--- START ---

Issue #4160, opened 2017-06-18
wp-cli should work regardless of opcache settings.


gitlost:
Following on from https://github.com/wp-cli/wp-cli/pull/4156#issuecomment-308944586 a way around the comments issue is to manually load them from the source file if `opcache.save_comments` is disabled.

I implemented this and it seems to work, if slower. PR to follow.

danielbachhuber:
🔨

PR #4161, opened 2017-06-18
Manually load comments if opcache.save_comments disabled.

gitlost:
Issue https://github.com/wp-cli/wp-cli/issues/4160

Adds loading of source files and getting their doc comments if `opcache.save_comments` is disabled.

Adds an entry in the travis matrix with env var `SAVE_COMMENTS_DISABLED` which is then checked in `ci/test.sh` to call the behat tests with `WP_CLI_PHP_ARGS` set appropriately, and changes `FeatureContext::get_process_env_variables()` to pass this on.

Adds a new tag `@require-opcache-save-comments` to skip a test which uses wp-cli 1.1.0 (which can't deal with `opcache.save_comments` disabled).

(Also there's an unused function `CommandFactory::clear_file_contents_cache()` which could be useful to save memory usage but it's difficult to know when to call it given the dynamic autoloading.)

### DIFF
--- a/.travis.yml
+++ b/.travis.yml
@@ -22,8 +22,6 @@ matrix:
       env: WP_VERSION=3.7.11
     - php: 5.3
       env: WP_VERSION=3.7.11 DEPLOY_BRANCH=master
-    - php: 7.1
-      env: WP_VERSION=latest SAVE_COMMENTS_DISABLED=1
 
 before_script:
   - export PATH="$HOME/.composer/vendor/bin:$PATH"
--- a/.travis.yml
+++ b/.travis.yml
@@ -22,6 +22,8 @@ matrix:
       env: WP_VERSION=3.7.11
     - php: 5.3
       env: WP_VERSION=3.7.11 DEPLOY_BRANCH=master
+    - php: 7.1
+      env: WP_VERSION=latest SAVE_COMMENTS_DISABLED=1
 
 before_script:
   - export PATH="$HOME/.composer/vendor/bin:$PATH"
--- a/php/WP_CLI/Dispatcher/CommandFactory.php
+++ b/php/WP_CLI/Dispatcher/CommandFactory.php
@@ -9,6 +9,9 @@ namespace WP_CLI\Dispatcher;
  */
 class CommandFactory {
 
+	// Cache of file contents, indexed by filename. Only used if opcache.save_comments is disabled.
+	private static $file_contents = array();
+
 	/**
 	 * Create a new CompositeCommand (or Subcommand if class has __invoke())
 	 *
@@ -41,6 +44,13 @@ class CommandFactory {
 	}
 
 	/**
+	 * Clear the file contents cache.
+	 */
+	public static function clear_file_contents_cache() {
+		self::$file_contents = array();
+	}
+
+	/**
 	 * Create a new Subcommand instance.
 	 *
 	 * @param mixed $parent The new command's parent Composite command
@@ -51,7 +61,8 @@ class CommandFactory {
 	 * @param string $method Class method to be called upon invocation.
 	 */
 	private static function create_subcommand( $parent, $name, $callable, $reflection ) {
-		$docparser = new \WP_CLI\DocParser( $reflection->getDocComment() );
+		$doc_comment = self::get_doc_comment( $reflection );
+		$docparser = new \WP_CLI\DocParser( $doc_comment );
 
 		if ( is_array( $callable ) ) {
 			if ( !$name )
@@ -59,6 +70,9 @@ class CommandFactory {
 
 			if ( !$name )
 				$name = $reflection->name;
+		}
+		if ( ! $doc_comment ) {
+			\WP_CLI::debug( null === $doc_comment ? "Failed to get doc comment for {$name}." : "No doc comment for {$name}.", 'commandfactory' );
 		}
 
 		$when_invoked = function ( $args, $assoc_args ) use ( $callable ) {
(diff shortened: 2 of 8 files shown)


.travis.yml
```diff
@@ -22,6 +22,8 @@ matrix:
       env: WP_VERSION=3.7.11
     - php: 5.3
       env: WP_VERSION=3.7.11 DEPLOY_BRANCH=master
+    - php: 7.1
+      env: WP_VERSION=latest SAVE_COMMENTS_DISABLED=1
```
danielbachhuber: Rather than spawn a full new job for this, which will add substantial time to the overall build, can we instead put this into the existing PHP 7.1 job (possibly as a second Behat run which only runs `@require-opcache-save-comments`)?

php/WP_CLI/Dispatcher/CommandFactory.php
```diff
@@ -110,5 +128,67 @@ private static function create_composite_command( $parent, $name, $callable ) {
...
+				return $doc_comment;
+			}
+		}
+
+		$filename = $reflection->getFileName();
+
+		if ( isset( self::$file_contents[ $filename ] ) ) {
+			$contents = self::$file_contents[ $filename ];
+		} elseif ( is_readable( $filename ) && ( $contents = file_get_contents( $filename ) ) ) {
+			self::$file_contents[ $filename ] = $contents = explode( "\n", $contents );
```
danielbachhuber: We should use `PHP_EOL` over `\n`

php/WP_CLI/Dispatcher/CommandFactory.php
```diff
@@ -110,5 +128,67 @@ private static function create_composite_command( $parent, $name, $callable ) {
...
+		} else {
+			\WP_CLI::debug( "Could not read contents for filename '{$filename}'.", 'commandfactory' );
+			return null;
+		}
+
+		return self::extract_last_doc_comment( implode( "\n", array_slice( $contents, 0, $reflection->getStartLine() ) ) );
```
danielbachhuber: Ditto `PHP_EOL`

php/WP_CLI/Dispatcher/CommandFactory.php
gitlost: I'm thinking though as long as a "\n" is in the EOL, then this is safer - unless the files are Mac formatted circa 1990s with a single "\r"! If it is Windows "\r\n" then the existing code is agnostic to that, so works regardless of file format.

.travis.yml
gitlost: That was actually the way I tried it first off, but it makes the PHP 7.1 job very long, whereas there's some parallelism doing it separately (and you get early failure in the first key case) - but it's much of a muchness - I'll put it into the existing job and see what you think.

php/WP_CLI/Dispatcher/CommandFactory.php
danielbachhuber: We use `PHP_EOL` consistently elsewhere, so we should use it in this case too.

.travis.yml
danielbachhuber: > it makes the PHP 7.1 job very long

Only running the one scenario for this test?

gitlost: No, that was running the whole thing with save_comments disabled, sorry missed that. Do you mean just run it on a subset of the features? (The tag `@require-opcache-save-comments` is only to avoid a test.)

danielbachhuber: > Do you mean just run it on a subset of the features? (The tag `@require-opcache-save-comments` is only to avoid a test.)

Yes — you can use the tag mentioned to only run that test.

gitlost: The test tagged `@require-opcache-save-comments` can't be run with `opcache.save_comments` disabled - I'm not getting you.

php/WP_CLI/Dispatcher/CommandFactory.php
gitlost: It depends on the context though. I found 4 cases where PHP_EOL is being used in similar contexts (ie parsing a file): https://github.com/wp-cli/wp-cli/blob/master/features/steps/given.php#L75, https://github.com/wp-cli/wp-cli/blob/master/features/bootstrap/support.php#L146, https://github.com/wp-cli/wp-cli/blob/master/php/WP_CLI/DocParser.php#L158 and https://github.com/wp-cli/wp-cli/blob/master/php/WP_CLI/Dispatcher/Subcommand.php#L279 - in all 4 cases it would be better (ie more portable) to use "\n" instead of PHP_EOL - as is done for instance in `get_longdesc()` https://github.com/wp-cli/wp-cli/blob/master/php/WP_CLI/DocParser.php#L56.

.travis.yml
danielbachhuber: Sorry for the confusion. To better communicate, I created a PR with my suggested changes: #4163

Travis isn't running for some reason; I think because it's a PR against a branch.

danielbachhuber: @gitlost Sorry for even more confusion. I think the PHPUnit tests are sufficient for this change. We don't need to make modifications to the Behat test suite, or run Behat tests specific to this change.

gitlost: Cool, I'll remove the job - that only leaves the Great Newline Debate..

php/WP_CLI/Dispatcher/CommandFactory.php
danielbachhuber: Ok. We can call this debate still undecided for now.

.travis.yml
gitlost: I left the tag in the "bootstrap.feature" test as a sort of reminder/comment. That and the passing of `WP_CLI_PHP_ARGS` in `FeatureContext::get_process_env_variables()` are unnecessary now - should I remove them?

danielbachhuber: Nah, those are fine as is.

PR #4163, opened 2017-06-19
Run SAVE_COMMENTS_DISABLED test as a part of existing PHP 7.1 test

danielbachhuber:
Merges into #4161

### DIFF
--- a/.travis.yml
+++ b/.travis.yml
@@ -9,7 +9,7 @@ env:
 matrix:
   include:
     - php: 7.1
-      env: WP_VERSION=latest
+      env: WP_VERSION=latest WP_CLI_TEST_OPCACHE_SAVE_COMMENTS_DISABLED=1
     - php: 7.0
       env: WP_VERSION=latest
     - php: 5.6
@@ -22,8 +22,6 @@ matrix:
       env: WP_VERSION=3.7.11
     - php: 5.3
       env: WP_VERSION=3.7.11 DEPLOY_BRANCH=master
-    - php: 7.1
-      env: WP_VERSION=latest SAVE_COMMENTS_DISABLED=1
 
 before_script:
   - export PATH="$HOME/.composer/vendor/bin:$PATH"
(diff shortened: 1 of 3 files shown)


gitlost:
Ah yes - that's what I thought you meant in the first place!

Yes, that leads to a long PHP 7.1 build - see https://travis-ci.org/gitlost/wp-cli/builds/244175178?utm_source=github_status&utm_medium=notification for comparative times. (That build comes from https://github.com/gitlost/wp-cli/pull/11)

I'll do that anyway on https://github.com/wp-cli/wp-cli/pull/4161 and you can see what you think. (It also requires a fix on `cli.feature` to make it "re-entrant".)

danielbachhuber:
> Yes, that leads to a long PHP 7.1 build - see https://travis-ci.org/gitlost/wp-cli/builds/244175178?utm_source=github_status&utm_medium=notification for comparative times. (That build comes from gitlost#11)

Oh. I meant to _only_ run the specific scenario. So I think that's the only tag we need to include, instead of all of them again.

> I'll do that anyway on #4161 and you can see what you think. (It also requires a fix on cli.feature to make it "re-entrant".)

Sounds good.

gitlost:
Ok we're still at cross-purposes I think. There is no scenario specific to `opcache.save_comments` being disabled. There is one scenario "bootstrap.feature:3" (https://github.com/wp-cli/wp-cli/blob/master/features/bootstrap.feature#L3) which can't be run with `opcache.save_comments` disabled as it installs and runs wp-cli 1.1.0 which then craps out.

danielbachhuber:
> There is no scenario specific to `opcache.save_comments` being disabled.

Oh, I see. I misunderstood previously.

I don't think we need to run the entire test suite with `opcache.save_comments` disabled. In fact, the PHPUnit tests seem sufficient to me.

gitlost:
Oh ok I'll remove that job from the travis then.

PR #4164, opened 2017-06-20
Allowed numbers to subcommand Sanitizing

### LINKED ISSUE #4159: @subcommand Sanitizing
When a subcommand or alias is specified using the function documentation markup (e.g. `@subcommand xyz` or `@alias xyz`), values containing a number are terminated wherever that number occurs.

For example, I have a class that is registered as a command, and within that class a public function called `revoke_md5_passwords()`. But I want users to access it via "revoke-md5-passwords", so added `@subcommand revoke-md5-passwords` to the function docs. The subcommand that ends up being registered is just "revoke-md".

The subcommand registration does, however, work fine if explicitly calling
`WP_CLI::add_command(
	'foo bar revoke-md5-passwords',
	$functionvar
);`

Long story short, it seems different command name sanitizing is happening depending on how that value makes its way into the system. :)

chetansatasiya:
Fixes #4159

### DIFF
--- a/php/WP_CLI/DocParser.php
+++ b/php/WP_CLI/DocParser.php
@@ -79,7 +79,7 @@ class DocParser {
 	 * @return string
 	 */
 	public function get_tag( $name ) {
-		if ( preg_match( '|^@' . $name . '\s+([a-z-_]+)|m', $this->docComment, $matches ) )
+		if ( preg_match( '|^@' . $name . '\s+([a-z-_0-9]+)|m', $this->docComment, $matches ) )
 			return $matches[1];
 
 		return '';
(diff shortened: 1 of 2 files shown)


chetansatasiya:
I have added my PR to allow the numbers into the subcommand Sanitizing.

@danielbachhuber & @schlessera Please let me know if any changes in my PR

schlessera:
@chetansatasiya Please add a test case to check for actually adding such a subcommand.

schlessera:
@chetansatasiya In case you don't know how to proceed with the tests, here's a brief overview: https://make.wordpress.org/cli/handbook/pull-requests/#running-and-writing-tests .

Let me know if you need any additional guidance!

danielbachhuber:
I've added a test in 38285acf

schlessera:
Test seemed to have randomly failed for PHP 5.6, restarted...

Issue #4168, opened 2017-06-20
Travis PHP 5.3 can't handle (second) double slash in "phar://wp-cli.phar//php/boot-phar.php"


gitlost:
Noticed this on trying to get the "cli.feature" to work on Travis, PHP 5.3 will give a "File not found" error on trying to run the phar. Obviously the second double slash shouldn't be there anyway. The culprit is https://github.com/wp-cli/wp-cli/blob/master/utils/make-phar.php#L171 - should be
```
include 'phar://wp-cli.phar{$phar_boot}';
```

gitlost:
Fixed https://github.com/wp-cli/wp-cli/pull/4169

PR #4169, opened 2017-06-20
Fix double slash in boot-phar.php path. 

gitlost:
Issue https://github.com/wp-cli/wp-cli/issues/4168

Removes unneeded slash in "boot-phar.php" path.

Also removes any existing phar before populating - handy when using locally.

Also fixes typo error_log -> error in `Utiils::http_request()`.


danielbachhuber:
@gitlost You find the best bugs :)

gitlost:
Ha! - Though it's probably more like they find me...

--- END ---

* _EXERCISE DIRECTIONS_
Working from the records above, find how many lines contain the string "fine" and answer with the bare number.

* _ANSWER FOR THE TASK_
2